All morning, Mark Meyer had his eye on a used Mercedes-Benz police bike -- but it wasn't meant to be.
When it came to the auction floor, the bike, valued at $2,000 new, sold for $950. Meyer, owner of Nifty Thrifty secondhand and vintage store in West Babylon, bowed out at $650.
But as one of the hawk-eyed thrift shop owners who doubles as a cast member on the Travel Channel's show "Baggage Battles," Meyer still walked away with several items including a camcorder for $20 and a few "mystery boxes" -- that might hold anything from plastic jewelry to vintage Chanel purses -- for about $200.
"I'm in my home-field-advantage right now," said Meyer, a Lindenhurst native. "I have an empty truck and a full pocket."
The live auction in a Farmingdale warehouse was material for episode 10 of "Baggage Battles," a reality show on the business of buying and reselling unclaimed property, shot for the first time on Long Island.
It was hosted by Property Room, an online bidding company that partners with police departments nationwide to auction the found and seized merchandise that police agencies collect.
"Every police department in the United States has a property room, and, by law, has to clean out the property room and auction the stuff off to the public," said Tom Lane, the company's founder and a former Long Beach Police Department detective.
Several hundred people gathered Saturday to bid on 230 pieces, ranging from guitars, antique swords and jewelry to more unusual items, including an unused 10-year-old Siemens X-ray machine.
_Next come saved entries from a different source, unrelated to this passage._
PR #1154, opened 2019-11-19
Fix capybara warnings

cesidio:


spec/features/hiring_staff_can_sign_in_with_dfe_spec.rb
```diff
@@ -31,7 +31,7 @@
     sign_in_user
 
     expect(page).to have_content(I18n.t('static_pages.not_authorised.title'))
-    expect(page).to have_content(options['email'])
+    expect(page).to have_content(options['email']) if options['email']
```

Police departments don't give back stories on the merchandise, Lane said.
Property Room has contracts with roughly 15 Long Island departments, including Nassau County's, which signed on in January and recently handed over a Patek Philippe, he said. Valued at $125,000 new, the watch is going for $70,000 on PropertyRoom.com.
Amid the hoots and hollers as bid numbers flew into the air, Bryan Johnson, of Huntington, a PropertyRoom.com customer for a year, hung back. Johnson said he came out of curiosity.
He flirted with bidding on a concrete saw and a few iPods -- but didn't want to spend more than $200. But "it's addictive," Johnson said. "You can save a lot of money."